The OpenDNSSEC project

OpenDNSSEC is a policy-based zone signer that automates the process of keeping track of DNSSEC keys and the signing of zones. The goal of the project is to make DNSSEC easy to deploy. The project is Open Source and intends to drive adoption of Domain Name System Security Extensions (DNSSEC) to further enhance Internet security.

SoftHSM 2.5.0

Version 2.5.0 of SoftHSM has been released.

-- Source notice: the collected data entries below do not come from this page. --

PR #24554, opened 2020-07-02
Create methods for finding specific Ancestors and all Ancestors

### LINKED ISSUE #23709: API to retrieve the parent node by querying
**Description:**
Currently, I'm implementing the new formatter with the new parser and faced the following issues. Since all the children nodes should be formatted based on their parent nodes, there should be an API to get the parent node. Currently, the parent() method returns the immediate parent that won't help for the formatter in most of the cases. As an example, a variable inside a function returns the function body node as the parent. But what the formatter requires is function node as the parent. Ideally, there should be an API to retrieve the parent node by querying. 

**Steps to reproduce:**

**Affected Versions:**

m36dot:
## Purpose
$subject

Fixes #23709

## Check List 
- [ ] Updated Change Log
- [ ] Added necessary tests
  - [ ] Unit Tests
  - [ ] Spec Conformance Tests
  - [ ] Integration Tests
- [ ] Increased Test Coverage   
  - [ ] API documentation 
  - [ ] Ballerina By Examples

### DIFF
--- a/compiler/ballerina-parser/src/main/java/io/ballerinalang/compiler/syntax/tree/Node.java
+++ b/compiler/ballerina-parser/src/main/java/io/ballerinalang/compiler/syntax/tree/Node.java
@@ -25,6 +25,10 @@ import io.ballerinalang.compiler.text.LineRange;
 import io.ballerinalang.compiler.text.TextDocument;
 import io.ballerinalang.compiler.text.TextRange;
 
+import java.util.ArrayList;
+import java.util.List;
+import java.util.function.Predicate;
+
 /**
  * This class represents a node in the syntax tree.
  *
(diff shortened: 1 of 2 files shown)


compiler/ballerina-parser/src/main/java/io/ballerinalang/compiler/syntax/tree/Node.java
```diff
@@ -59,6 +63,33 @@ public NonTerminalNode parent() {
         return parent;
     }
 
+    public NonTerminalNode ancestor(Predicate<Node> filter) {
```
sameerajayasoma, line 66: Shall we make the return type `Optional< NonTerminalNode >`?

m36dot: sure

Issue #24471, opened 2020-06-27
Check on the possibility of using `Flags.ANONYMOUS` to identify anonymous types when deciding to use the shape for `toString()` instead of the auto-generated name


MaryamZi:
**Description:**
Currently, to identify if a type is anonymous when building the `toString()` representation we check if the name starts with `$`. Need to check on the possibility of using `Flags.ANONYMOUS` to identify anonymous types instead.

We would especially need this when we allow quoted identifiers to have non-alphanumeric characters which will allow a user to define a type with a name starting with `$`.

hasithaa:
This issue has been marked as "Deferred" and will be revisited in the future when resources are available.

PR #24652, opened 2020-07-08
Fix few issues in diagnostics related to `readonly` and mapping/list constructor expressions

### LINKED ISSUE #23816: Issues in diagnostics for `T & readonly`
**Description:**
$title.

**Issue I**
Attempting to update an immutable value via member/field access lvexprs result in an additional error.

```ballerina
public function main() {
    readonly & string[] x = ["int"];
    x[2] = ["abc"]; // cannot update 'readonly' value of type 'string[] & readonly'
                          // incompatible types: expected 'other', found '[string]'
}  
```

**Issue II**
Errors related to anonymous records/objects print `$anonType$n`.

```ballerina
public function main() {
    readonly & record {int i;} x = {i: 1}; 
    x.i = 2; // cannot update 'readonly' value of type '($anonType$0 & readonly)'
} 
```

### LINKED ISSUE #24564: Additional error when there are issues with the applicable CET for a constructor expression
**Description:**
$title.

**Steps to reproduce:**
```ballerina
public function main() {
    Foo f = {
        i: 1
    };
}
```

```cmd
$ ballerina run qwe.bal 
Compiling source
        qwe.bal
error: .::qwe.bal:2:5: unknown type 'Foo'
error: .::qwe.bal:2:13: a type compatible with mapping constructor expressions not found in type 'other'
```

**Affected Versions:**
slp1

MaryamZi:
## Purpose
$title.

These changes have been introduced on top of the changes in https://github.com/ballerina-platform/ballerina-lang/pull/24484. Need to merge that first.

Fixes #24564 - Additional error when there are issues with the applicable CET for a constructor expression
Fixes #23816 - Issues in diagnostics for `T & readonly`

## Check List 
- [ ] Updated Change Log
- [ ] Added necessary tests
  - [x] Unit Tests
  - [ ] Spec Conformance Tests
  - [ ] Integration Tests
- [ ] Increased Test Coverage   
  - [ ] API documentation 
  - [ ] Ballerina By Examples


compiler/ballerina-lang/src/main/java/org/wso2/ballerinalang/compiler/semantics/model/types/BStructureType.java
```diff
@@ -49,4 +54,22 @@ public BStructureType(int tag, BTypeSymbol tSymbol, int flags) {
...
+
+        if (value.isEmpty() || value.startsWith(DOLLAR)) {
+            return true;
+        }
+
+        if (!(Symbols.isFlagOn(this.tsymbol.flags, Flags.READONLY))) {
+            return false;
+        }
+
+        return value.startsWith("($");
```
KRVPerera, line 73: We have already checked part of this condition above L65. Should we return `false` here?

KRVPerera, line 73: Just curious what this check does?

MaryamZi: For immutable record/object types the name is something like `(T & readonly)`. So in the anonymous case it will be something like `($anonType$n & readonly)`.

We should clean this up in general though, to look at a flag maybe, instead of the name. https://github.com/ballerina-platform/ballerina-lang/issues/24471 tracks that.

compiler/ballerina-lang/src/main/java/org/wso2/ballerinalang/compiler/semantics/analyzer/TypeChecker.java
```diff
@@ -1280,7 +1280,16 @@ private BType checkListConstructorCompatibility(BType bType, BLangListConstructo
             this.dlog.setNonConsoleDLog();
 
             List<BType> compatibleTypes = new ArrayList<>();
+            boolean erroredExpType = false;
             for (BType memberType : ((BUnionType) bType).getMemberTypes()) {
+                if (memberType == symTable.semanticError) {
```
pubudu91, line 1285: How can there be a semantic error in a union type?

MaryamZi: One example is when there's a member type that is not defined.

```ballerina
public function main() {
    Foo|int[] x = [1, 2];
}
```

We seem to be logging an `unknown type 'Foo'` error, and using semantic error as the member type.

PR #24515, opened 2020-06-30
Add BFM support in new parser

lochana-chathura:
## Purpose
$subject.

Fixes #22030 

## Approach
N/A

## Samples
N/A

## Remarks
N/A

## Check List 
- [x] Read the [Contributing Guide](https://github.com/ballerina-platform/ballerina-lang/blob/master/CONTRIBUTING.md)
- [ ] Updated Change Log
- [ ] Checked Tooling Support (#<Issue Number>)
- [x] Added necessary tests
  - [x] Unit Tests
  - [ ] Spec Conformance Tests
  - [ ] Integration Tests
  - [ ] Ballerina By Example Tests
- [ ] Increased Test Coverage   
- [ ] Added necessary documentation  
  - [ ] API documentation 
  - [ ] Module documentation in Module.md files
  - [ ] Ballerina By Examples

PR #24684, opened 2020-07-09
Enable documentaion tests for new parser

lochana-chathura:
## Purpose
* Enable documentation tests for new parser
* Revamp markdown documentation parsing added by #24515

## Approach
N/A

## Samples
N/A

## Remarks
N/A

## Check List 
- [ ] Updated Change Log
- [x] Added necessary tests
  - [x] Unit Tests
  - [ ] Spec Conformance Tests
  - [ ] Integration Tests
- [x] Increased Test Coverage   
  - [x] API documentation 
  - [ ] Ballerina By Examples


compiler/ballerina-parser/src/main/java/io/ballerinalang/compiler/internal/parser/BallerinaLexer.java
```diff
@@ -1719,6 +1750,7 @@ private boolean processDocumentationReference(int nextChar) {
             case LexerTerminals.MODULE:
             case LexerTerminals.FUNCTION:
             case LexerTerminals.PARAMETER:
+            case LexerTerminals.CONST:
```
lochana-chathura, line 1753: Support for the special keyword `const` was added, as it is going to be included in the spec. (https://github.com/ballerina-platform/ballerina-spec/issues/336)
Keyword is already supported in the DocumentationAnalyzer and used in the unit tests as well.

compiler/ballerina-parser/src/main/java/io/ballerinalang/compiler/internal/parser/BallerinaParser.java
```diff
@@ -12815,7 +12815,7 @@ private STNode parseDocumentationLine(STNode hashToken) {
             case 1:
                 STNode docElement = docElements.get(0);
                 if (docElement.kind == SyntaxKind.DOCUMENTATION_DESCRIPTION) {
-                    if (((STToken) docElement).text().startsWith("# Deprecated")) {
+                    if (((STToken) docElement).text().startsWith(" # Deprecated")) {
```
SupunS, line 12818: IMO amount of leading whitespaces shouldn't matter.
Is it possible to send this from the lexer itself, as a token?

compiler/ballerina-parser/src/main/java/io/ballerinalang/compiler/internal/parser/BallerinaLexer.java
```diff
@@ -1578,13 +1598,60 @@ private STToken readTokenInBracedContentInInterpolation() {
...
+        lookAheadCount++;
+        int lookAheadChar = reader.peek(lookAheadCount);
+        while (lookAheadChar == LexerTerminals.SPACE || lookAheadChar == LexerTerminals.TAB) {
+            lookAheadCount++;
+            lookAheadChar = reader.peek(lookAheadCount);
+        }
+
+        // Look ahead for a "Deprecated" word match.
+        for (int i = 0; i < 10; i++) {
+            if ((char) lookAheadChar != LexerTerminals.DEPRECATED.charAt(i)) {
```
SupunS, line 1640: we can do this in a better-performance way:
```java
char[] deprecatedChars = {'D', 'E', 'P', 'R', 'E', 'C', 'A', 'T', 'E', 'D' };

if ((char) lookAheadChar != deprecatedChars[i]) {
}
```

compiler/ballerina-parser/src/main/java/io/ballerinalang/compiler/internal/parser/BallerinaLexer.java
```diff
@@ -1578,13 +1598,60 @@ private STToken readTokenInBracedContentInInterpolation() {
...
+                return readDocumentationInternalToken();
+            }
+            lookAheadCount++;
+            lookAheadChar = reader.peek(lookAheadCount);
+        }
+
+        // There is a match. Hence return a deprecation literal.
+        processLeadingTrivia();
+        reader.mark();
+        while (!getLexeme().endsWith(LexerTerminals.DEPRECATED)) {
```
SupunS, line 1651: why do we need this while loop?
is it possible to avoid `getLexeme().endsWith(LexerTerminals.DEPRECATED)` check? Coz regex-related operations on top of java Strings (such as contains(), endsWith(), startsWith(), etc ) can be really expensive..

lochana-chathura: Fixed with 2331d55. Thanks for pointing out expensive operation. :)

Reason for the while loop:
By code line 1648, lexer knows there's a `WS # WS Deprecated` match ahead. After calling `processLeadingTrivia()` lexer doesn't know, for how many chars, the reader should be advanced.

compiler/ballerina-parser/src/main/java/io/ballerinalang/compiler/internal/parser/BallerinaLexer.java
```diff
@@ -1362,6 +1306,70 @@ private STToken processSlashToken() {
...
+                    reader.advance();
+                    nextChar = peek();
+                    continue;
+            }
+            break;
+        }
+
+        STNode leadingTrivia = STNodeFactory.createNodeList(this.leadingTriviaList);
+        String lexeme = getLexeme();
+        STNode trailingTrivia = STNodeFactory.createNodeList(new ArrayList<>(0)); // No trailing trivia
```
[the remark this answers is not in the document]
lochana-chathura: New line is already included in the documentation string. 
e.g. 
```
#  line1
function foo() { }
```
documentation string would be `"# line1\n"`
Then in the documentation lexer it will be parsed as the trailing trivia of whatever the last token.

compiler/ballerina-parser/src/main/java/io/ballerinalang/compiler/internal/parser/BallerinaParser.java
```diff
@@ -12994,242 +12994,70 @@ private DiagnosticErrorCode validateArgMatchPatternOrder(SyntaxKind prevArgKind,
...
-     */
-    private STNode parseMinusToken() {
-        STToken token = peek();
-        if (token.kind == SyntaxKind.MINUS_TOKEN) {
-            return consume();
-        } else {
-            return STNodeFactory.createMissingToken(SyntaxKind.MINUS_TOKEN);
-        }
-    }
+    private STNode rearrangeMarkdownDocumentationLines(List<STNode> markdownDocLineList) {
```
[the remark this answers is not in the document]
lochana-chathura: yea flattening.
yes we can. will add that fix.

PR #24761, opened 2020-07-15
Fix issue in parsing invalid mapping constructure expression

### LINKED ISSUE #24760: Issue in parsing invalid mapping constructure expression
**Description:**
consider the following example of an invalid expression statement.
``` 
function foo() {
    {var1: fooVar1, var2: fooVar2};
}
```
bellow is the target section of the generated tree.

  • Issue #323: Support for EDDSA with vendor defined mechanisms.
    (Patch from Francis Dupont)
  • Issue #362: CMake Build System Support for SoftHSM.
    (Patch from Constantine Grantcharov)
  • Issue #368: Support migrating 32-bit SoftHSMv1 DB on 64-bit system (LP64).
  • Issue #385: Default is not to build EDDSA since it has not been released in OpenSSL.
  • Issue #387: Windows: Add VS2017 detection to
    (Patch from Jaroslav Imrich)
  • Issue #412: Replace PKCS11 headers with a version from p11-kit.
    (Patch from Alexander Bokovoy)


  • Issue #366: Support cross-compilation.
    (Patch from Michael Weiser)
  • Issue #377: Duplicate symbol error with custom p11test.
  • Issue #386: Use RDRAND in OpenSSL if that engine is available.
  • Issue #388: Update DBTests.cpp to fix x86 test failure.
    (Patch from tcely)
  • Issue #393: Not setting CKA_PUBLIC_KEY_INFO correctly.
    (Patch from pkalapat)
  • Issue #401: Wrong key and keyserver mentioned in installation documentation.
    (Patch from Berry A.W. van Halderen)
  • Issue #408: Remove mutex callbacks after C_Finalize().
    (Patch from Alexander Bokovoy)


SoftHSM 2.4.0

Version 2.4.0 of SoftHSM has been released.


  • Issue #135: Support PKCS#8 for GOST.
  • Issue #140: Support for CKA_ALLOWED_MECHANISMS.
    (Patch from Brad Hess)
  • Issue #141: Support CKA_ALWAYS_AUTHENTICATE for private key objects.
  • Issue #220: Support for CKM_DES3_CMAC and CKM_AES_CMAC.
  • Issue #226: Configuration option for Windows build to enable build with static CRT (/MT).
  • Issue #325: Support for CKM_AES_GCM.
  • Issue #334: Document that initialized tokens will be reassigned to another slot (based on the token serial number).
  • Issue #335: Support for CKM_RSA_PKCS_PSS.
    (Patch from Nikos Mavrogiannopoulos)
  • Issue #341: Import AES keys with softhsm2-util.
    (Patch from Pavel Cherezov)
  • Issue #348: Document that OSX needs pkg-config to detect cppunit.
  • Issue #349: softhsm2-util will check the configuration and report any issues before loading the PKCS#11 library.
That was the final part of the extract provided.